As you can see, the GPT 4o model completely ignored the Twitter character limit. I also specified not to include any hashtags, but the GPT 4o model didn’t follow this instruction either. Also, o1 version added needed image tags to keep the audience engaging. While these might not seem like reasoning-related issues, the o1 model takes time to conduct a chain of thought in the background, giving more weight to all your instructions in its response.
When you review its chain of thoughts, you can see that it considered how to write in a way that could generate more clicks. So, even if you’re generating text, but have a long list of instructions that the GPT 4o version isn’t fully following, the o1 model can definitely come to the rescue.
4. Documents, PDFs, Images and Other Files
GPT 4o can identify objects and elements in images, summarize documents and PDFs, and handle various types of file uploads with ease. However, the o1 model currently lacks the capability to upload files. As soon as you switch to the o1 model, the option to upload files disappears. This limitation means that tasks involving visual recognition or document analysis can’t be performed directly with the o1 model. In this aspect, GPT 4o is the clear winner.
5. Solve Math Problems
I tested both models with some basic math questions, and GPT 4o got a few of them wrong. GPT 4o seems to be more focused on retrieving information from its training data. Whenever I posed a complicated question that wasn’t directly available on the internet, there was at least a 30% chance (limited sample size) that it would make a mistake.
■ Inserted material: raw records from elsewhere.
PR #1108, opened 2024-06-04
dev: fix build, fix exchange rates

dcposch:
## Fix build

We're in dependency hell. Upgrading packages even slightly--latest Typescript, minor version bump in React, etc--causes a cascade of bundler errors. Some affect the web build (Next), others the mobile build (expo/metro).


dcposch:
## Fix exchange rates
Follow up to #1096 
Deploying to fix the exchange rate calculator

dcposch:
## Disabled tests

cc @nalinbhardwaj since I think you ran into a similar issue before

shipping this PR now to fix the build, but I'd like to re-enable these two `AccountSendUserop` tests if we can make them non-flaky.

https://github.com/daimo-eth/daimo/pull/1108/commits/62664846c571c25cff6d0fd2f2c8ada9fe43dec6

PR #1119, opened 2024-06-06
add bot & clippy to cd

dehli:
Couldn't find a nice way to share the common steps between jobs so just repeated them. Also adds `ts-node` as a devDependency to clippy matching the bot setup (`tsx` was failing to run on the docker image).

### DIFF
--- a/apps/daimo-clippy/Dockerfile
+++ b/apps/daimo-clippy/Dockerfile
@@ -1,0 +1,20 @@
+# Use the official Node.js 20 image.
+FROM node:20
+
+# Set the working directory inside the container
+WORKDIR /usr/src/app
+
+# Copy app code
+COPY . .
+
+# Install dependencies
+RUN npm ci
+
+# Build app
+RUN npm run build:clippy
+
+# Expose the port the app runs on
+EXPOSE 4200
+
+# Start app
+CMD ["npm", "start", "--prefix", "./apps/daimo-clippy"]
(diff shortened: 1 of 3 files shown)


apps/daimo-clippy/Dockerfile
```diff
@@ -0,0 +1,20 @@
...
+RUN npm ci
+
+# Build app
+RUN npm run build:clippy
+
+# Expose the port the app runs on
+EXPOSE 4200
+
+# Start app
+CMD ["npm", "run", "start:v2", "--prefix", "./apps/daimo-clippy"]
```
dcposch, line 20: why do we need a start:v2 ?

apps/daimo-clippy/package.json
```diff
@@ -3,8 +3,9 @@
   "version": "1.0.0",
   "main": "src/index.ts",
   "scripts": {
-    "dev": "echo Use 'npm start' for Clippy dev",
+    "dev": "ts-node-dev src/index.ts",
     "start": "tsx src/index.ts",
+    "start:v2": "ts-node src/index.ts",
```
dcposch, line 8: ah, i see. what was the tsx error?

The o1 model also made an error in a graph-related question. But overall, I asked both models around 12 math questions, and o1’s math-solving skills were impressive — a significant upgrade over the 4o model. In a math Olympiad test, the o1 model scored around 83%, while the 4o model only scored 13%.
6. Complicated Finance Split
If the o1 model excels at math, it’s likely to perform well in finance-related tasks too. To test this, I presented a scenario where my two friends and I were renting a new room and had spent money unevenly on various expenses like advance payment, rent, brokerage fees, and other purchases.
I provided all the details to both models and asked them to calculate how much each person would need to pay to ensure a fair split of all the money spent. In this situation, the model needed to understand both the mathematical calculations and the context to provide an accurate answer.
Three friends, Alice, Bob, and Charlie, are renting a new room together and have made several payments for different expenses. Alice paid $800 for the advance payment, Bob paid $500 for the rent, and Charlie paid $200 for brokerage fees. Additionally, Alice spent $150 on groceries, Bob bought furniture for $300, and Charlie spent $100 on kitchen supplies. I want to ensure that the total expenses are evenly split among the three friends.
Calculate how much each person needs to pay or be reimbursed to achieve a fair division of all the expenses. Provide a breakdown of the amount each person owes or should receive
Both GPT 4o and o1 models provide the right answer as the math was simple enough. Both the AI models have the same level of understanding of the context and o1 model’s reasoning isn’t at a huge advantage here. However, we like the o1 model’s response as it explains the solution better with a table. But you can easily get them in the 4o model with a prompt. So in this round, it’s a tie.
OpenAI’s GPT 4o vs o1 Model
We compared both models across various tests, such as scheduling a timetable, creating a financial plan for a business, and solving riddles. the o1 model excelled, particularly in tasks that required reasoning. However, for tasks that do not require much reasoning — like generating text or researching information — both models provided similar results, with the main difference being that o1 was much slower.